Google just came out swinging against OpenAI's GPT-4o with its own Project Astra. This universal AI agent is designed to be your assistant for everyday life tasks and leverages your phone's camera and voice recognition to give responses.
And Google demoed Project Astra using smart glasses as well.
To be clear, Astra is coming to phones first and will be called Gemini Live, but it has the potential to move to other form factors over time. But I can say the demo shown at Google I/O 2024 is impressive.
Google says that Project Astra can understand and respond to the world like people do — and it can take in and remember what it sees and hears to understand context and take action. You can also speak to it naturally without experiencing lag.
The agents that power Project Astra were built on Google's Gemini model and other task-specific models. It can process info faster by continuously processing video and speech input.

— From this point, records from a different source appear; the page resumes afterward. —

PR #805, opened 2026-08-05
fix: preserve runtime broker across config swaps

### LINKED ISSUE #654: [bamboo] fix: runtime-only subagents.broker wiped on in-memory config swap breaks local sub-agent spawn
## Bug

`subagents.broker` is a `#[serde(skip)]` runtime-only field, embedded once at boot by `maybe_embed_broker` and never persisted. Any config update that round-trips `Config` through serde (a settings PATCH via `set_bamboo_config`, a reload-from-disk, or a wholesale replace) produces a config with `broker: None`.

When that config is swapped in and `reload_child_runner` runs, the child runner is rebuilt **without a mailbox bus**, so every subsequent local sub-agent spawn fails until the server is restarted.

## Root cause

In `crates/app/bamboo-server/src/app_state/config_runtime.rs`, `reload_config` / `update_config` / `replace_config` install the new config without carrying over the runtime-only broker endpoint.

## Fix

Add `preserve_runtime_broker(new_cfg, prev)` that carries the previous broker across the swap **only when the incoming config lacks one** (so an explicitly-configured external broker still wins). Wire it into all three swap paths. Covered by regression tests: `config_update_preserves_runtime_broker`, `preserve_runtime_broker_keeps_explicit_broker`.

## Status

Fix implemented locally (not yet pushed). Filing to track.

bigduu:
## Summary

- preserve the boot-injected runtime-only subagent broker across config reload, update, replacement, and legacy reset publication boundaries
- keep an explicitly supplied external broker authoritative
- preserve the broker when a typed Subagents section replaces the persisted projection

Closes #654

## Test Plan

- `cargo test -p bamboo-server runtime_broker -- --nocapture`
- `cargo test -p bamboo-server --lib` (1768 passed, 1 ignored)
- CI-equivalent `cargo clippy --all-features -- -D warnings ...`
- `python3 -m unittest discover -s scripts/tests -p test_*.py`
- `python3 scripts/check-msrv.py`
- `cargo build --examples`
- `cargo check --locked --workspace --all-targets --all-features`
- `cargo test --all-features --lib --tests` reached one unrelated title-generation timeout after 1768 passing bamboo-server tests; the exact timed-out test passed three consecutive all-features reruns

## Screenshots

N/A — backend runtime configuration fix.

### DIFF
--- a/crates/app/bamboo-server/src/app_state/config_runtime.rs
+++ b/crates/app/bamboo-server/src/app_state/config_runtime.rs
@@ -1768,7 +1768,13 @@ fn apply_runtime_section(id: SectionId, source: &Config, target: &mut Config) {
             target.plugin_trust = source.plugin_trust.clone();
         }
         SectionId::Memory => *target.memory_mut() = source.memory().clone(),
-        SectionId::Subagents => *target.subagents_mut() = source.subagents().clone(),
+        SectionId::Subagents => {
+            let runtime_broker = target.subagents().broker.clone();
+            *target.subagents_mut() = source.subagents().clone();
+            if target.subagents().broker.is_none() {
+                target.subagents_mut().broker = runtime_broker;
+            }
+        }
         SectionId::Notifications => target.notifications = source.notifications.clone(),
         SectionId::Connect => target.connect = source.connect.clone(),
         SectionId::ClusterFabric => target.cluster_fabric = source.cluster_fabric.clone(),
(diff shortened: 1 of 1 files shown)


bigduu (commented):
Agent review completed against exact head 9c90ff859ad6a51cf9cfc10fec3a0d857661bf27 and base dev@4a7ba2d17dd2d9bc26477eacc332b9815a9fb606.

Findings: none.

Reviewed the complete config publication path. The fallback only copies the previous process-only broker when the incoming projection has no broker, so an explicitly materialized external broker remains authoritative. Coverage includes facade/legacy reloads, generic and credential-bearing updates, wholesale replacement, legacy reset, and typed Subagents publication. The runtime token remains serde-skipped and is not persisted or exposed. Regression tests cover broker retention and explicit-broker precedence; formatting, Clippy, MSRV audit, examples, and locked all-target/all-feature checks pass. One unrelated title-generation timeout in the long all-feature run passed three consecutive exact reruns.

During the Project Astra demo, a person held up an Android phone and kept the camera's live video open while asking a series of questions. Project Astra didn't miss a beat.
For example, when pointing the phone's camera at a table and asking what makes sound, Astra found a computer speaker. Then the woman circled the top part of the speaker and asked Astra what it is. She correctly responded a tweeter.
From there, Astra was able to provide a creative alliteration about a bunch of crayons, identify what part of the code does when being pointed at a computer monitor and correctly identified the Kings Cross area of London when the camera was pointed out the window.
Then things got really interesting. The Google employee donned a pair of smart glasses and she looked at a board and asked what does this remind you of while staring at an illustration. What does this remind you of? Schrödinger's cat, replied Astra.
While holding a stuffed animal tiger next to a golden retriever, Project Astra was asked to come up with a band name on the fly. Answer: Golden Stripes.
Overall, Project Astra's spatial understanding and video processing seem impressive, and I'm excited to see where Google takes this AI agent. It's coming to Gemini app later this year and we can't wait to test it out.